Respiré aliviada. Eso no estaba tan mal. Sentí que la sangre iba bajando de mi cara.

—Bueno, ¿y tú? —me atreví a preguntarle—. ¿Eres un romántico?

Finn se lo pensó. Me miró entornando los ojos, como intentando atisbar mi futuro. O eso me pareció. Luego dijo:

—A veces. A veces lo soy, y a veces no.

Saqué la carpeta de bocetos y los fui pasando hasta llegar al del lobo. La tenue luz de mi cuarto parecía destacarlo aún más. O quizá se debía a que ya lo había visto antes y mis ojos sabían cómo llegar al espacio negativo. Repasé el borde con el dedo, adormilándome por momentos.

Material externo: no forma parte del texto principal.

PR #1425, opened 2020-11-05
Fixed search by _id + reference

### LINKED ISSUE #1423: _id search combined with reference does not filter by reference
**Describe the bug**
When searching by `_id` and reference type parameter in a single query, results are filtered by `_id` only, reference is not checked.

```curl
/Observation?subject=Patient/567&_id=123
```

Looking at the generated SQL query, reference parameter is in `cte0`, which is not referenced by any of the following ctes.
```sql
WITH cte0 AS
(
    FROM dbo.ReferenceSearchParam
    WHERE IsHistory = 0
        AND ResourceTypeId = @p0
        AND SearchParamId = @p1
        AND ReferenceResourceTypeId = @p2
        AND ReferenceResourceId = @p3

),
cte1 AS
(
    FROM dbo.Resource
    WHERE IsHistory = 0
        AND IsDeleted = 0
        AND ResourceTypeId = @p0
        AND ResourceId = @p4

),
cte2 AS
(
    SELECT DISTINCT TOP (@p5) Sid1, 1 AS IsMatch, 0 AS IsPartial
    FROM cte1
    ORDER BY  Sid1 ASC
)
SELECT DISTINCT r.ResourceTypeId, r.ResourceId, r.Version, r.IsDeleted, r.ResourceSurrogateId, r.RequestMethod, CAST(IsMatch AS bit) AS IsMatch, CAST(IsPartial AS bit) AS IsPartial, r.IsRawResourceMetaSet, r.RawResource
FROM dbo.Resource r
INNER JOIN cte2
ON r.ResourceSurrogateId = cte2.Sid1
```

**FHIR Version?**
R4 (tested), likely all

**Data provider?**
SQL Server

**To Reproduce**
1. Create Observation
    ```json
    {
        "id": "123",
        "status": "final",
        "code": {
            "coding": [
                {
                    "system": "http://loinc.org",
                    "code": "60832-3",
                    "display": "Room temperature"
                }
            ]
        },
        "subject": {
            "reference": "Patient/234",
            "type": "Patient"
        }
    }
    ```
2. Query by `_id` and reference not matching the observation created
    ```curl
    /Observation?subject=Patient/567&_id=123
    ```

**Expected behavior**
No results to be returned, because reference search parameter does not match

**Actual behavior**
Results matching `_id` are returned no matter if reference search parameter mathes the resource

anyname2:
## Description
Fixed Normalized Predicate Reorderer to sort `_id` expression first.

## Related issues
Fixes #1423.

## Testing
Added unit and E2E tests.

### DIFF
--- a/src/Microsoft.Health.Fhir.SqlServer/Features/Search/Expressions/Visitors/NormalizedPredicateReorderer.cs
+++ b/src/Microsoft.Health.Fhir.SqlServer/Features/Search/Expressions/Visitors/NormalizedPredicateReorderer.cs
@@ -26,6 +26,12 @@ namespace Microsoft.Health.Fhir.SqlServer.Features.Search.Expressions.Visitors
 
             List<TableExpression> reorderedExpressions = expression.TableExpressions.OrderByDescending(t =>
             {
+                // Sort _id (denormalized) expression to the front
+                if (t.NormalizedPredicate == null && t.DenormalizedPredicate != null && t.Kind == TableExpressionKind.All)
+                {
+                    return 20;
+                }
+
                 if (t.NormalizedPredicate is MissingSearchParameterExpression)
                 {
                     return -10;
--- a/src/Microsoft.Health.Fhir.SqlServer.UnitTests/Features/Search/Expressions/NormalizedPredicateReordererTests.cs
+++ b/src/Microsoft.Health.Fhir.SqlServer.UnitTests/Features/Search/Expressions/NormalizedPredicateReordererTests.cs
@@ -18,6 +18,8 @@ namespace Microsoft.Health.Fhir.SqlServer.UnitTests.Features.Search.Expressions
 {
     public class NormalizedPredicateReordererTests
     {
+        private static readonly Expression NormalExpression = new SearchParameterExpression(new SearchParameterInfo("TestParam"), Expression.Equals(FieldName.TokenCode, null, "TestValue"));
+
         [Fact]
         public void GivenExpressionWithSingleTableExpression_WhenReordered_ReturnsOriginalExpression()
         {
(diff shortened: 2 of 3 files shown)


src/Microsoft.Health.Fhir.SqlServer/Features/Search/Expressions/Visitors/NormalizedPredicateReorderer.cs
```diff
@@ -26,6 +26,12 @@ public override Expression VisitSqlRoot(SqlRootExpression expression, object con
 
             List<TableExpression> reorderedExpressions = expression.TableExpressions.OrderByDescending(t =>
             {
+                // Sort _id (denormalized) expression to the front
```
Ivanidzo4ka, line 29: >// Sort _id (denormalized) expression to the front [](start = 16, length = 50)

Took me a while to figure out why it's working.

There is this code:
[https://github.com/microsoft/fhir-server/blob/1cb5628235aff99285e82a7ef193c153ad3c04ac/src/Microsoft.Health.Fhir.SqlServer/Features/Search/Expressions/Visitors/DenormalizedPredicateRewriter.cs#L62](https://github.com/microsoft/fhir-server/blob/1cb5628235aff99285e82a7ef193c153ad3c04ac/src/Microsoft.Health.Fhir.SqlServer/Features/Search/Expressions/Visitors/DenormalizedPredicateRewriter.cs#L62)
which does denormalization and put Table expression "All" on top of list of all expressions.

Which happened to be reordered here. That "All" expression doesn't have `SearchParameterQueryGenerator` so it get 0 from default statement in switch, and other table expression has ReferenceSearchParameterQueryGenerator which pushes it to the top of expression.

This weird condition `t.NormalizedPredicate == null && t.DenormalizedPredicate != null && t.Kind == TableExpressionKind.All`

comes directly from file which I linked above, but to be fair it looks like this is common pattern to create All table expression (at least in current code) so maybe it can be partially truncated.

Ivanidzo4ka (approved):
:shipit:

brendankowitz:
@Ivanidzo4ka can you merge this

PR #1426, opened 2020-11-05
Implements _include and _revinclude for Cosmos DB

johnstairs:
## Description
Implements _include and _revinclude for the Cosmos DB provider. This is done by issuing multiple queries to the database. 

Does **not** include support for `_include:iterate` and `_revinclude:iterate`.

## Related issues
Addresses [AB#77190](https://microsofthealth.visualstudio.com/f8da5110-49b1-4e9f-9022-2f58b6124ff9/_workitems/edit/77190).

## Testing
Existing E2E tests and manual tests.


src/Microsoft.Health.Fhir.CosmosDb/Features/Search/FhirCosmosSearchService.cs
```diff
@@ -138,10 +203,156 @@ public class FhirCosmosSearchService : SearchService
...
+                }
+            }
+
+            if (revIncludeExpressions.Count > 0 && !includesTruncated)
+            {
+                // fetch in the resources to include from _revinclude parameters.
+
+                foreach (IncludeExpression revIncludeExpression in revIncludeExpressions)
+                {
+                    // construct the expression resourceType = <SourceResourceType> AND (referenceSearchParameter = <MatchResourceType1, MatchResourceId1> OR referenceSearchParameter = <MatchResourceType2, MatchResourceId2> OR ...)
```
brendankowitz, line 280: Is there some max number of conditions we need to check for?

johnstairs: Good point. Query size is [limited to 256KB](https://docs.microsoft.com/en-us/azure/cosmos-db/concepts-limits#sql-query-limits). We may need to partition in the case of forward include, where there are a lot of references.

johnstairs: For _revinclude, with the page size limit we have, we should be fine.

brendankowitz (approved):

src/Microsoft.Health.Fhir.CosmosDb/Features/Search/FhirCosmosSearchService.cs
johnstairs: Added partitioning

Aquella noche dormí con la carpeta de bocetos bajo la almohada y las velas eléctricas encendidas, que no dejaron de titilar. Soñé con los lobos del bosque, saliendo del espacio entre Greta y yo. Los vi saltando con gracia del retrato al mundo real. Uno tras otro, se sacudieron su esencia pintada y se volvieron reales, hasta que hubo una manada completa. Una manada entera y hambrienta corriendo sobre el manto de nieve del bosque. Soñé que yo estaba allí. Que podía entender su lenguaje.

«Tú quédate con su corazón —gruñó uno de ellos—. Yo me quedo los ojos.»

Y en el sueño ni siquiera eché a correr. Permanecí donde estaba, esperando a que los lobos me hicieran trizas.